Camila Batmanghelidjh was born to a wealthy family in Iran. In a Guardian interview last year, external she said that because she was premature it was thought that she would die, and so was sent home without her birth being registered. She told the paper: "I don't know my birthday. My mother can't remember."
Whatever the precise day of her birth, given that she says she was 14 at the time of the Iranian revolution in 1979, Ms Batmanghelidjh is now around 50.
She traces the origins of Kids Company - which she founded in 1996 - back to when she was nine and wanted to open an orphanage. She says she was creative but had dyslexia and struggled at school, spending three years from the age of nine in a special Swiss school.
Arriving in England at the age of 12, she was educated at the the private Sherborne Girls school in Dorset and was there when the Iranian revolution broke out and her father was captured. She says he was presumed dead for three years, before they were eventually reunited. He died in 2006.
But she believes the impact of her father's capture had a profound effect on her family. Ms Batmanghelidjh says talk of her father being murdered tipped her sister Lila into psychosis.
Following school, and despite her dyslexia, according to her profile on the Specialist Speakers website, external, she used a tape recorder instead of pen and paper and got a first-class degree in theatre and dramatic arts from Warwick University and then trained as a psychotherapist in London
The charity's website, external says she founded Kids Company in six converted railway arches in London - and that on two occasions she has re-mortgaged her flat to see Kids Company through its lack of funding. It says over the years she has worked tirelessly to raise millions of pounds for its work.
Originally starting up in London the charity deals with some of England's most troubled youngsters who often suffer from abuse, mental health problems, substance misuse and homelessness.
Kids Company says its aim is to restore their trust and provide an environment in which they can begin the healing process, "using a carefully designed support system that includes psychotherapy, counselling, education, arts, sports, hot meals and various other practical interventions".
It now operates in London, Bristol and Liverpool and claims to help 36,000 people.
Well known for her charismatic approach and distinctive dress sense Camila Batmanghelidjh is one of the UK's most instantly recognisable figures - one magazine profile, external put it like this: "Ignoring Camila Batmanghelidjh is not easy: not her neon clothes and ready roar of laughter; nor her rocklike certainty gained through experience, academic research and compassion."
She has won an array of accolades and awards, including a CBE and a series of honorary degrees and fellowships from universities including UCL and the Open University and was listed among the UK's most powerful women by BBC Radio 4's Woman's Hour in 2013.
The charity has had an array of high profile donors and supporters, including children's author JK Rowling and was chaired by the BBC's creative director, Alan Yentob.
And Ms Batmanghelidjh had influential contacts in politics too.
The charity has received millions in government grants going back a number of years. One source involved in talks over grants says David Cameron appeared "mesmerised" by the Kids Company boss.

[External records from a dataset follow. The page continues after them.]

PR #580, opened 2015-08-09
Steamv1

howardc93:
Refactored retriever to use Steamv1.

node-dota2 still requires 0.6.8, and will require some significant refactoring to make it compatible with v1.0.0.


howardc93:
NVM, this is not ready for merge yet.  Since the retriever creates the Steam client object and passes it to node-dota2, node-dota2 receives a Steam object of v1.0.0.  Therefore this can't be merged until node-dota2 is refactored to support steamv1.

PR #590, opened 2015-08-20
Steamv1

howardchung:
https://github.com/RJacksonm1/node-dota2/pull/90

The above pull request is supposed to make node-dota2 compatible with node-steam v1.1.0.

If it works for matches/players (needs to be tested), we could:
* If node-dota2 maintainers accept it, use official node-dota2 module
* If they don't accept it, pull it into yasp-dota/node-dota2

Then this branch can be merged (with update to package.json).


howardchung:
Okay, this should now work, but I am using some hacks to make node-dota2 work.  It's mergeable, but the library will probably be cleaned up more later.

howardchung:
Tested to work with matches and players under node-steam v1.1.0.

Retriever now restarts itself if any account is logged out or a steam error occurs.  Don't know how this scales.

Otherwise, this branch should now be mergeable.

package.json still points to yasp-dota/node-dota2#steamv1.  I think this is okay until node-dota2 merges the changes in, then we can swap over to official node-dota2 in package.json and delete our fork.

PR #593, opened 2015-08-22
Enable full-game position heatmap

howardchung:
Not a difficult feature to light-up, but we need to carefully consider the storage cost.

Officials and ministers at the Department for Education had repeatedly expressed opposition to continued funding for the charity because of concerns about its performance and management but, the source said: "She was a good news story for the Conservative Party. It was a case of glamour over substance."
And a former adviser in the last Labour Government has told the BBC he raised concerns about Kids Company as far back as 2007.
He said that there was a "cult of personality" surrounding Camila Batmanghelidjh and that the then Prime Minister Gordon Brown intervened personally to safeguard funding for the charity.
In July Ms Batmanghelidjh announced she was to step down as a condition of her charity getting a £3m government grant.
At the time Ms Batmanghelidjh claimed that government briefing was "attempting to discredit me" and distract focus from the charity's lobbying to improve services for troubled children and youths.
According to Newsnight's Chris Cook, that £3m grant and the associated restructuring have failed to give the charity the finances to secure its future and it plans to close for business on Wednesday evening.
The former Conservative education minister Tim Loughton, who told the BBC his department had been over-ruled by No 10 in 2012 over levels of funding for Kids Company said: "Anybody who has met Camila Batmanghelidjh cannot be but completely impressed by her passion, enthusiasm and charisma.
"But you have to balance charisma, passion and enthusiasm with running a charity effectively and administering a charity effectively and clearly that's where there are some shortfalls."
London mayor Boris Johnson told Today "it's a great shame that it doesn't seem to be working in the way that I think everybody who supports the idea would like - what I want to happen is to ensure that all the kids who've been receiving attention from Camila and her team will have some kind of safety net."